(Collected data entries)
*** Block opens ***

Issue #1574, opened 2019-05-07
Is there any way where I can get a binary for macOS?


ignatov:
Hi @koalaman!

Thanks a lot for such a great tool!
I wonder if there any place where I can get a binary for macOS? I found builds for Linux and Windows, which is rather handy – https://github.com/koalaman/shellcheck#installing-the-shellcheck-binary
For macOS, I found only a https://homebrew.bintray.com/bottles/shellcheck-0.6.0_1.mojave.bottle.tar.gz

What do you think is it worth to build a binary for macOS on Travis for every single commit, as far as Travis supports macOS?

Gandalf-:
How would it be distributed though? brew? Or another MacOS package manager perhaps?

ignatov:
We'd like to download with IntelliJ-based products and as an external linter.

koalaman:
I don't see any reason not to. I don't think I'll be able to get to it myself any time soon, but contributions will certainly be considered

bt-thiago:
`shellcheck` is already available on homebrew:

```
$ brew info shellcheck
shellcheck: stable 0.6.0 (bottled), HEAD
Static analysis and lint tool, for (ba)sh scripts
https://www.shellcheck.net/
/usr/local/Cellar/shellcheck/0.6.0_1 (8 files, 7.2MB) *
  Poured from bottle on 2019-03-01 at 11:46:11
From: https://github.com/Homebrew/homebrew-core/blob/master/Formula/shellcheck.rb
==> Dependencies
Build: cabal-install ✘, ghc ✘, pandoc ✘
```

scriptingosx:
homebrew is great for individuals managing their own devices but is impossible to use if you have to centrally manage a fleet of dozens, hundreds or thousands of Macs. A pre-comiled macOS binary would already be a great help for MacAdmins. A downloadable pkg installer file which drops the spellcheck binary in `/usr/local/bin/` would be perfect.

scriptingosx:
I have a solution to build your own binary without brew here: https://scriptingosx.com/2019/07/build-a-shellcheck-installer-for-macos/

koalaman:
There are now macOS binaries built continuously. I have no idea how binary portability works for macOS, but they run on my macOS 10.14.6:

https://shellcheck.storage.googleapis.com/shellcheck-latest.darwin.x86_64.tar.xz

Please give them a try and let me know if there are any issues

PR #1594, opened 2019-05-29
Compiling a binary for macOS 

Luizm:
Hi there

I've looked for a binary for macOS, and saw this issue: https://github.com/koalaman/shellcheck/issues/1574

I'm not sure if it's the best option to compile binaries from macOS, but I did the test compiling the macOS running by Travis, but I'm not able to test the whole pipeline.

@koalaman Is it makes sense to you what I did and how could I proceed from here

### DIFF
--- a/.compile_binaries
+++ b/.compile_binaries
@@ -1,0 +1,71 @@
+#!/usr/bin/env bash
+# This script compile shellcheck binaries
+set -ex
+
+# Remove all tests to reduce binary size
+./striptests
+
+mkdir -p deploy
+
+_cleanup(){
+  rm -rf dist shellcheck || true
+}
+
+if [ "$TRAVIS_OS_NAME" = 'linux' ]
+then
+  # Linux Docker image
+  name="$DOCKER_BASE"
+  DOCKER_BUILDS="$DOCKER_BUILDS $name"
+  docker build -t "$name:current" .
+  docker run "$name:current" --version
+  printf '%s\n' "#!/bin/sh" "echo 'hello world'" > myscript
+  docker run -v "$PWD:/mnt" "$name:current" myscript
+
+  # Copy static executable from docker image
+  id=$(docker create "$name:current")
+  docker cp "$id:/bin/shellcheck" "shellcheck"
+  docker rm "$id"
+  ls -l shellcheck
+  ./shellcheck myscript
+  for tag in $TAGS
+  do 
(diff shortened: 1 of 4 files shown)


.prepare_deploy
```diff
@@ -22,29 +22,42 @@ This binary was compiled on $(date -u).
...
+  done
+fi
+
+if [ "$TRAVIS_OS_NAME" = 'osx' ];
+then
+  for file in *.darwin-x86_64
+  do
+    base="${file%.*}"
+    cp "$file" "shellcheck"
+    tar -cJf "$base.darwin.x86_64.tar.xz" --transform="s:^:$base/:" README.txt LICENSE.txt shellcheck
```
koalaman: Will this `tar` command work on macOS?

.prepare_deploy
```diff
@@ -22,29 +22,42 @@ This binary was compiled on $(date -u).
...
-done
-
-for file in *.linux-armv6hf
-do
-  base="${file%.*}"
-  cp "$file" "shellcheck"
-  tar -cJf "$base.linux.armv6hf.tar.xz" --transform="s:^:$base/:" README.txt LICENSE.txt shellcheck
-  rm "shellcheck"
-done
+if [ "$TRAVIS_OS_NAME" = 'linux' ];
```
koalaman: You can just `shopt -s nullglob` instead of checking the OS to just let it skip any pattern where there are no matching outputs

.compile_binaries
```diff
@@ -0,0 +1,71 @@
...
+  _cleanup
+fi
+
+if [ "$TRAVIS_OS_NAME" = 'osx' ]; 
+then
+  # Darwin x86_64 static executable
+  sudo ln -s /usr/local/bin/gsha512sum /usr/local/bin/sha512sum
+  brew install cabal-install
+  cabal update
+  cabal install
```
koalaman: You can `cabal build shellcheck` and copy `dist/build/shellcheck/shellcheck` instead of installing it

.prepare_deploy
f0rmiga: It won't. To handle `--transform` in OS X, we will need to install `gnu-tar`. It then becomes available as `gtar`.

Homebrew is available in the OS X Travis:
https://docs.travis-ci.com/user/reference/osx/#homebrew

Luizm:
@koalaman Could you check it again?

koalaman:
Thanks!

*** Block closes ***

WORK REQUIRED. Make an exact copy of the data above.

ANSWER TO THE EXERCISE.
Issue #1574, opened 2019-05-07
Is there any way where I can get a binary for macOS?


ignatov:
Hi @koalaman!

Thanks a lot for such a great tool!
I wonder if there any place where I can get a binary for macOS? I found builds for Linux and Windows, which is rather handy – https://github.com/koalaman/shellcheck#installing-the-shellcheck-binary
For macOS, I found only a https://homebrew.bintray.com/bottles/shellcheck-0.6.0_1.mojave.bottle.tar.gz

What do you think is it worth to build a binary for macOS on Travis for every single commit, as far as Travis supports macOS?

Gandalf-:
How would it be distributed though? brew? Or another MacOS package manager perhaps?

ignatov:
We'd like to download with IntelliJ-based products and as an external linter.

koalaman:
I don't see any reason not to. I don't think I'll be able to get to it myself any time soon, but contributions will certainly be considered

bt-thiago:
`shellcheck` is already available on homebrew:

```
$ brew info shellcheck
shellcheck: stable 0.6.0 (bottled), HEAD
Static analysis and lint tool, for (ba)sh scripts
https://www.shellcheck.net/
/usr/local/Cellar/shellcheck/0.6.0_1 (8 files, 7.2MB) *
  Poured from bottle on 2019-03-01 at 11:46:11
From: https://github.com/Homebrew/homebrew-core/blob/master/Formula/shellcheck.rb
==> Dependencies
Build: cabal-install ✘, ghc ✘, pandoc ✘
```

scriptingosx:
homebrew is great for individuals managing their own devices but is impossible to use if you have to centrally manage a fleet of dozens, hundreds or thousands of Macs. A pre-comiled macOS binary would already be a great help for MacAdmins. A downloadable pkg installer file which drops the spellcheck binary in `/usr/local/bin/` would be perfect.

scriptingosx:
I have a solution to build your own binary without brew here: https://scriptingosx.com/2019/07/build-a-shellcheck-installer-for-macos/

koalaman:
There are now macOS binaries built continuously. I have no idea how binary portability works for macOS, but they run on my macOS 10.14.6:

https://shellcheck.storage.googleapis.com/shellcheck-latest.darwin.x86_64.tar.xz

Please give them a try and let me know if there are any issues

PR #1594, opened 2019-05-29
Compiling a binary for macOS 

Luizm:
Hi there

I've looked for a binary for macOS, and saw this issue: https://github.com/koalaman/shellcheck/issues/1574

I'm not sure if it's the best option to compile binaries from macOS, but I did the test compiling the macOS running by Travis, but I'm not able to test the whole pipeline.

@koalaman Is it makes sense to you what I did and how could I proceed from here

### DIFF
--- a/.compile_binaries
+++ b/.compile_binaries
@@ -1,0 +1,71 @@
+#!/usr/bin/env bash
+# This script compile shellcheck binaries
+set -ex
+
+# Remove all tests to reduce binary size
+./striptests
+
+mkdir -p deploy
+
+_cleanup(){
+  rm -rf dist shellcheck || true
+}
+
+if [ "$TRAVIS_OS_NAME" = 'linux' ]
+then
+  # Linux Docker image
+  name="$DOCKER_BASE"
+  DOCKER_BUILDS="$DOCKER_BUILDS $name"
+  docker build -t "$name:current" .
+  docker run "$name:current" --version
+  printf '%s\n' "#!/bin/sh" "echo 'hello world'" > myscript
+  docker run -v "$PWD:/mnt" "$name:current" myscript
+
+  # Copy static executable from docker image
+  id=$(docker create "$name:current")
+  docker cp "$id:/bin/shellcheck" "shellcheck"
+  docker rm "$id"
+  ls -l shellcheck
+  ./shellcheck myscript
+  for tag in $TAGS
+  do 
(diff shortened: 1 of 4 files shown)


.prepare_deploy
```diff
@@ -22,29 +22,42 @@ This binary was compiled on $(date -u).
...
+  done
+fi
+
+if [ "$TRAVIS_OS_NAME" = 'osx' ];
+then
+  for file in *.darwin-x86_64
+  do
+    base="${file%.*}"
+    cp "$file" "shellcheck"
+    tar -cJf "$base.darwin.x86_64.tar.xz" --transform="s:^:$base/:" README.txt LICENSE.txt shellcheck
```
koalaman: Will this `tar` command work on macOS?

.prepare_deploy
```diff
@@ -22,29 +22,42 @@ This binary was compiled on $(date -u).
...
-done
-
-for file in *.linux-armv6hf
-do
-  base="${file%.*}"
-  cp "$file" "shellcheck"
-  tar -cJf "$base.linux.armv6hf.tar.xz" --transform="s:^:$base/:" README.txt LICENSE.txt shellcheck
-  rm "shellcheck"
-done
+if [ "$TRAVIS_OS_NAME" = 'linux' ];
```
koalaman: You can just `shopt -s nullglob` instead of checking the OS to just let it skip any pattern where there are no matching outputs

.compile_binaries
```diff
@@ -0,0 +1,71 @@
...
+  _cleanup
+fi
+
+if [ "$TRAVIS_OS_NAME" = 'osx' ]; 
+then
+  # Darwin x86_64 static executable
+  sudo ln -s /usr/local/bin/gsha512sum /usr/local/bin/sha512sum
+  brew install cabal-install
+  cabal update
+  cabal install
```
koalaman: You can `cabal build shellcheck` and copy `dist/build/shellcheck/shellcheck` instead of installing it

.prepare_deploy
f0rmiga: It won't. To handle `--transform` in OS X, we will need to install `gnu-tar`. It then becomes available as `gtar`.

Homebrew is available in the OS X Travis:
https://docs.travis-ci.com/user/reference/osx/#homebrew

Luizm:
@koalaman Could you check it again?

koalaman:
Thanks!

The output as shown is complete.